Data entries:
────────────────
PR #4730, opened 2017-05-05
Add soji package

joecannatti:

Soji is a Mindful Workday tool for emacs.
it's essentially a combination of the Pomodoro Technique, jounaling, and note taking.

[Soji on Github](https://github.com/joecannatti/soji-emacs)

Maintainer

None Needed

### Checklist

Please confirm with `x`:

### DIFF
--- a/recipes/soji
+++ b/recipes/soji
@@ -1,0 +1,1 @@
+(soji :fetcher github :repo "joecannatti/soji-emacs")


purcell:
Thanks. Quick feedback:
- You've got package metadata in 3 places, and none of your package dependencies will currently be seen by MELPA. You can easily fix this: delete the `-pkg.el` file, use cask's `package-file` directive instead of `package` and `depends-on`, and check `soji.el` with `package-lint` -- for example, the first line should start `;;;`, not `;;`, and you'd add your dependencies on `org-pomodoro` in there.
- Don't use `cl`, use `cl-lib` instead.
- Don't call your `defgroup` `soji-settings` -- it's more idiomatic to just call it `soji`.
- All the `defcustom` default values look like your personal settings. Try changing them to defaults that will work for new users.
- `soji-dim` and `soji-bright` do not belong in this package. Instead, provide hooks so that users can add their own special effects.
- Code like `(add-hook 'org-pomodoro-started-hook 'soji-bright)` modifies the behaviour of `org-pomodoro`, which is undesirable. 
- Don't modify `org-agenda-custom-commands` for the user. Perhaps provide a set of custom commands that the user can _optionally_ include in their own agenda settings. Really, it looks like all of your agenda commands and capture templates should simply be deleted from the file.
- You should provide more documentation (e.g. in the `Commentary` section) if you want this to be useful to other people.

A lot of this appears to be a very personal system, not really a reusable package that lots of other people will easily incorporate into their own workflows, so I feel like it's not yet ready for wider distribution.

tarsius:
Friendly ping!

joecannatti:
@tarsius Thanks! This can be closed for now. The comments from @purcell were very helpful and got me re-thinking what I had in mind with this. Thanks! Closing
────────────────
- What this task involves -
Reproduce every line of the data so that nothing differs from the original.

- Answer to this task -
PR #4730, opened 2017-05-05
Add soji package

joecannatti:

Soji is a Mindful Workday tool for emacs.
it's essentially a combination of the Pomodoro Technique, jounaling, and note taking.

[Soji on Github](https://github.com/joecannatti/soji-emacs)

Maintainer

None Needed

### Checklist

Please confirm with `x`:

### DIFF
--- a/recipes/soji
+++ b/recipes/soji
@@ -1,0 +1,1 @@
+(soji :fetcher github :repo "joecannatti/soji-emacs")


purcell:
Thanks. Quick feedback:
- You've got package metadata in 3 places, and none of your package dependencies will currently be seen by MELPA. You can easily fix this: delete the `-pkg.el` file, use cask's `package-file` directive instead of `package` and `depends-on`, and check `soji.el` with `package-lint` -- for example, the first line should start `;;;`, not `;;`, and you'd add your dependencies on `org-pomodoro` in there.
- Don't use `cl`, use `cl-lib` instead.
- Don't call your `defgroup` `soji-settings` -- it's more idiomatic to just call it `soji`.
- All the `defcustom` default values look like your personal settings. Try changing them to defaults that will work for new users.
- `soji-dim` and `soji-bright` do not belong in this package. Instead, provide hooks so that users can add their own special effects.
- Code like `(add-hook 'org-pomodoro-started-hook 'soji-bright)` modifies the behaviour of `org-pomodoro`, which is undesirable. 
- Don't modify `org-agenda-custom-commands` for the user. Perhaps provide a set of custom commands that the user can _optionally_ include in their own agenda settings. Really, it looks like all of your agenda commands and capture templates should simply be deleted from the file.
- You should provide more documentation (e.g. in the `Commentary` section) if you want this to be useful to other people.

A lot of this appears to be a very personal system, not really a reusable package that lots of other people will easily incorporate into their own workflows, so I feel like it's not yet ready for wider distribution.

tarsius:
Friendly ping!

joecannatti:
@tarsius Thanks! This can be closed for now. The comments from @purcell were very helpful and got me re-thinking what I had in mind with this. Thanks! Closing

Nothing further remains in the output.